The image below shows the attribution of an individual Kiva Loan in Bamako where the Kiva loan data has been joined to the GAR15 Poverty Index data through geospatial nearest neightbour analysis. From this data it will be possible to gain a better idea of the environment where the loan has been granted at a much more granular level (5km x 5km).
![bamako_loan_analysis.PNG](https://78.media.tumblr.com/33cbe6febd9aea7222c6cce0e856cb18/tumblr_p8sm8u0hFO1xtbpnno10_1280.png)


#### 7. Conclusion

From our analysis we have shown that open source geospatial data is available and that it can be used to give Kiva a better idea of the geodemographics of a population at a much more granular level than is currently used. Through bringing together datasets from multiple sources it is possible to gain insights which have not previously been possible.

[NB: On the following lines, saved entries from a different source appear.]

PR #117, opened 2019-10-09
Change "value" package altogether to avoid copying everything

apelisse:
This is a WIP for a few reasons:
- Some things are much better, look at perf below,
- Some things are much worse, though it's still better overall,
- It moved some of the allocations from one place to another, I have ways to remove some altogether,
- I need to add more tests to value package
- This is based on the pathelement-set PR (#114)

Perf so far:
```
benchmark                                              old ns/op     new ns/op     delta
BenchmarkDeducedSimple-12                              109043        91375         -16.20%
BenchmarkDeducedNested-12                              360530        336906        -6.55%
BenchmarkDeducedNestedAcrossVersion-12                 397451        370451        -6.79%
BenchmarkLeafConflictAcrossVersion-12                  94595         96292         +1.79%
BenchmarkMultipleApplierRecursiveRealConversion-12     1565003       1679940       +7.34%
BenchmarkOperations/Pod/Update-12                      100904        105945        +5.00%
BenchmarkOperations/Pod/Apply-12                       285154        270291        -5.21%
BenchmarkOperations/Node/Update-12                     158819        162062        +2.04%
BenchmarkOperations/Node/Apply-12                      494102        449763        -8.97%
BenchmarkOperations/Endpoints/Update-12                12728         15428         +21.21%
BenchmarkOperations/Endpoints/Apply-12                 1002018       1717987       +71.45%
BenchmarkFromUnstructured/Pod-12                       115741        34212         -70.44%
BenchmarkFromUnstructured/Node-12                      238225        69035         -71.02%
BenchmarkFromUnstructured/Endpoints-12                 6223548       1721100       -72.35%

benchmark                                              old allocs     new allocs     delta
BenchmarkDeducedSimple-12                              570            554            -2.81%
BenchmarkDeducedNested-12                              1910           1635           -14.40%
BenchmarkDeducedNestedAcrossVersion-12                 1978           1813           -8.34%
BenchmarkLeafConflictAcrossVersion-12                  505            540            +6.93%
BenchmarkMultipleApplierRecursiveRealConversion-12     5183           5045           -2.66%
BenchmarkOperations/Pod/Update-12                      255            399            +56.47%
BenchmarkOperations/Pod/Apply-12                       717            1032           +43.93%
BenchmarkOperations/Node/Update-12                     315            559            +77.46%
BenchmarkOperations/Node/Apply-12                      1076           1574           +46.28%
BenchmarkOperations/Endpoints/Update-12                45             69             +53.33%
BenchmarkOperations/Endpoints/Apply-12                 1076           7138           +563.38%
BenchmarkFromUnstructured/Pod-12                       370            161            -56.49%
BenchmarkFromUnstructured/Node-12                      854            312            -63.47%
BenchmarkFromUnstructured/Endpoints-12                 19076          7024           -63.18%
```


fieldpath/serialize-pe.go
```diff
@@ -83,14 +84,21 @@ func DeserializePathElement(s string) (PathElement, error) {
...
+		iter.ReadObjectCB(func(iter *jsoniter.Iterator, key string) bool {
+			v, err := value.ReadJSONIter(iter)
+			if err != nil {
+				iter.Error = err
+				return false
+			}
+			kv = append(kv, KeyValue{Key: key, Value: v})
+			return true
+		})
+		sort.SliceStable(kv, func(i, j int) bool {
```
apelisse: I should use `KeyValueSort`

fieldpath/path.go
```diff
@@ -88,15 +89,18 @@ func MakePath(parts ...interface{}) (Path, error) {
...
 		case string:
 			fp = append(fp, PathElement{FieldName: &t})
-		case []value.Field:
+		case []KeyValue:
 			if len(t) == 0 {
 				return nil, fmt.Errorf("associative list key type path elements must have at least one key (got zero)")
 			}
-			fp = append(fp, PathElement{Key: &value.Map{Items: t}})
-		case value.Value:
+			sort.SliceStable(t, func(i, j int) bool {
```
apelisse: I should use `KeyValueSort`

fieldpath/set_test.go
```diff
@@ -46,20 +44,23 @@ var randomPathMaker = randomPathAlphabet(MakePathOrDie(
...
+	_V(2),
+	_V(3),
+	_V("aa"),
+	_V("ab"),
+	_V(true),
 	1, 2, 3, 4,
 ))
 
 func BenchmarkFieldSet(b *testing.B) {
+	// Before: 32, 48, 64
```
apelisse: Not needed ...

apelisse:
I've added a couple of commits, the last one is definitely WIP since it's not tracking the pathelement (only used for errors, but we can refactor error handling to only build the path on errors).

These two commits significantly improve the situation though (all tests are still passing):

As a result we have created a more localised poverty index that also has a more accurate distinction between rural and urban borrowers in order to enhance the current MPI.

As mentioned above, it should be highlighted that the poverty indexes we have calculated can be developed further. However, this analysis has shown that there is a definite opportunity to further utilise the power of geospatial data to enable Kiva to better understand loan geographies.

Our objective of this work was to show that:
a) Open source geospatial data is available for microgrant analysis.
b) Combining data science techniques with geospatial analysis can prove to be a very powerful tool and is an area which is often overlooked by the data science/BI community. 

Thanks for your time. We hope you find the ideas raised in our analysis useful.